Los errores de pensamiento son una posibilidad más de la naturaleza verbal del ser humano. Todos podemos incurrir en ellos. De hecho, los delirios se construyen en torno a temas mundanos. Algunos de los delirios que recoge la literatura son el de infidelidad, el religioso, el de persecución, el de referencia o el de grandeza, entre otros.
La principal diferencia entre estos errores de pensamiento y los delirios es el grado de convicción con el que se viven. El delirio no se vive como una creencia, sino como una evidencia de la realidad. Asimismo, todo juicio delirante es erróneo, pero no todo juicio erróneo es delirante. Estos errores de pensamiento suelen anclarse en una biografía y suelen construirse en torno a temas que son intolerables o altamente perturbadores para el sujeto.

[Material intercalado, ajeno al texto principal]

Issue #1316, opened 2021-12-02
New AWS account for MI Platform development


rossjones:
### Application Name

mi-platform

### GitHub team slug

analytical-platform

### Environments

- [x] Development
- [ ] Test
- [ ] Preproduction
- [ ] Production

### Tags

tag | value
--- | ---
application |  mi-platform
business-unit |  Platforms
owner |  "Analytical Platform: analytical_platform@digital.justice.gov.uk"

### Connectivity

Just Internet connectivity required

## Additional features

Account-type: member-unrestricted

## Other information

This account will be used to for:

* development of the MI platform (Redshift+Quicksight+some apps)
* cross-account IAM with analytical-platform 
* cross-account S3 bucket access with data-engineering

PR #1319, opened 2021-12-03
Set up new mi-platform unrestricted account

davidkelliott:
New unrestricted AWS development account for the mi-platform, as
detailed in #1316.


gfou-al (approved):
looks good

PR #1325, opened 2021-12-07
Add missing sandbox role to member ci

davidkelliott:
The sprinker workflow was failing with:

```
Error: error configuring Terraform AWS Provider: IAM Role (arn:aws:iam::xxxxxxx:role/member-delegation-garden-sandbox) cannot be assumed.
```

This adds the missing resource to the allow statement


gfou-al (approved):
looks good

PR #1326, opened 2021-12-07
change-routing-configuration-for-tgw-peering

donmasters:
- remove VPC and subnets used specifically for routing workaround
- remove routing tables and entries for routing subnets
- remove FlowLogs for routing VPC
- accept TGW peering request from PTTP Transit Gateway
- update TGW routing tables to use Peering attachment


davidkelliott (approved):
👍  looks good to me

PR #2441, opened 2022-10-19
Allow lambda updates in core-shared-services

julialawrence:
This allows the core-shared-services github-actions role to update lambda code when a new version of the image is released.


gfou-al (approved):
Looks good

PR #2445, opened 2022-10-19
Features/add lambda retrieval policy

gfou-al:


terraform/environments/core-shared-services/ecr_repos.tf
```diff
@@ -50,6 +50,8 @@ module "instance_scheduler_ecr_repo" {
     local.environment_management.account_ids["core-shared-services-production"]
   ]
 
+  enable_retrieval_policy_for_lambdas = ["arn:aws:lambda:eu-west-2:${local.environment_management.account_ids["core-shared-services-production"]}:function:*"]
```
julialawrence, line 53: I'd just add the arn of the specific function here rather than enabling it for all lambdas in the account.

julialawrence (approved):
Be good on the next go-around to pass the arns of the functions as a list but that is a nice-to-have.

PR #2458, opened 2022-10-21
Allow the lambda role to assume the restricted role in member accounts

gfou-al:


julialawrence (approved):
As the lambda runs in core-shared-services-production account, giving MP account permission to assume it isn't needed.

PR #2484, opened 2022-10-24
Skip the accounts from instance scheduling

gfou-al:
Skip the accounts ccms-ebs-development maatdb-development from instance scheduling until the feature is tested


ewastempel (approved):
LGTM

PR #2488, opened 2022-10-24
Firewall policy module

dms1981:
* Adds a module to create a firewall rule group and policy
* Adds module to `core-network-services`
* Creates a source json to supply the module with an open  stateful firewall rule allowing all traffic through


dms1981:
One thing I'm not sure about is how to supply firewall rule SIDs. I believe they're a [requirement](https://www.digitalocean.com/community/tutorials/understanding-suricata-signatures#:~:text=The%20sid%20and%20rev%20Keywords) - but I'm not sure how to decently structure them. I might have to do so outside of the module and pass the values in, but for the time being I'm supplying a random integer.

davidkelliott (approved):
👍 Nice!

PR #2502, opened 2022-10-25
Adding perms to GH actions so that it can run lambda in go tests

ewastempel:
Currently, the GH action role/policy in the modernisation-platform-instance-scheduler repo does not have permissions to run the lambda function (which gets called called with the GO tests). This PR is to add these permissions.

It may be removed in the future, if the tests change to not call the lambda.


ep-93 (approved):

gfou-al (changes requested):
There are failures:

```
Running tflint in terraform/environments/bootstrap/delegate-access
Excluding the following checks: terraform_unused_declarations
Failed to check ruleset; Failed to check `aws_iam_policy_sid_invalid_characters` rule: /github/workspace/terraform/environments/bootstrap/delegate-access/iam.tf:2,18-22: Error in function call; Call to function "try" failed: no expression succeeded:
- Error in function call (at /github/workspace/terraform/environments/bootstrap/delegate-access/iam.tf:2,22-28)
  Call to function "regex" failed: pattern did not match any part of the given string.
- Error in function call (at /github/workspace/terraform/environments/bootstrap/delegate-access/iam.tf:2,114-120)
  Call to function "regex" failed: pattern did not match any part of the given string.

At least one expression must produce a successful result., and 4 other diagnostic(s)
tflint_exitcode=1
```

terraform/environments/bootstrap/delegate-access/iam.tf
```diff
@@ -484,7 +484,8 @@ data "aws_iam_policy_document" "oidc_assume_role_member" {
...
       local.application_name == "sprinkler" ? format("arn:aws:iam::%s:role/member-delegation-garden-sandbox", local.environment_management.account_ids["core-vpc-sandbox"]) : format("arn:aws:iam::%s:role/modernisation-account-limited-read-member-access", local.environment_management.modernisation_platform_account_id),
-      local.application_name == "cooker" ? format("arn:aws:iam::%s:role/member-delegation-house-sandbox", local.environment_management.account_ids["core-vpc-sandbox"]) : format("arn:aws:iam::%s:role/modernisation-account-limited-read-member-access", local.environment_management.modernisation_platform_account_id)
+      local.application_name == "cooker" ? format("arn:aws:iam::%s:role/member-delegation-house-sandbox", local.environment_management.account_ids["core-vpc-sandbox"]) : format("arn:aws:iam::%s:role/modernisation-account-limited-read-member-access", local.environment_management.modernisation_platform_account_id),
+      format("arn:aws:iam::%s:role/InstanceSchedulerLambdaFunctionPolicy", local.environment_management.account_ids["core-shared-services-production"])
```
davidkelliott, line 488: I don't think this is needed here, the OIDC provider you will be using is here - https://github.com/ministryofjustice/modernisation-platform/blob/main/terraform/environments/core-shared-services/iam.tf#L203

davidkelliott: Ah I see you have it below, I think this change can be removed

ewastempel: I wasn't sure, since it's going to iterate through other accounts... ?

ewastempel: I shall remove it then. I can always raise another PR :D

davidkelliott (approved):

gfou-al (approved):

A través del cine hemos importado numerosos estigmas en torno a los trastornos de pensamiento. Como que las personas desconectadas de la realidad son peligrosas, agresivas o incluso asesinos en serie. La falta de profundidad en el desarrollo de estos personajes no nos permite comprender como espectadores el origen o el para qué de esos delirios. Y eso hace que nos relacionemos con miedo con las personas que los viven.
Con este blog se pretende motivar al lector a hacer una lectura más empática de aquellos que sufren. El que está convencido de que le persiguen, sufre como si le persiguieran de verdad. La desconexión social es un factor determinante en este salto de la creencia errónea al delirio. Al dejar de expresar sus creencias por las reacciones de incredulidad o burla, cada vez uno se convence más de sus delirios y se aisla más.
No es fácil acertar, ya que reforzar un delirio, dar la razón, también resulta perjudicial. Sin embargo, favorecer esa comunicación a través de una escucha empática puede ser suficiente. Ayudar a la persona a pedir ayuda. Devolver lo emocional de la experiencia subjetiva que nos relatan. Conectarle con la realidad a través de otros contextos o actividades. No deshumanizar, ni estigmatizar, resulta desde luego fundamental.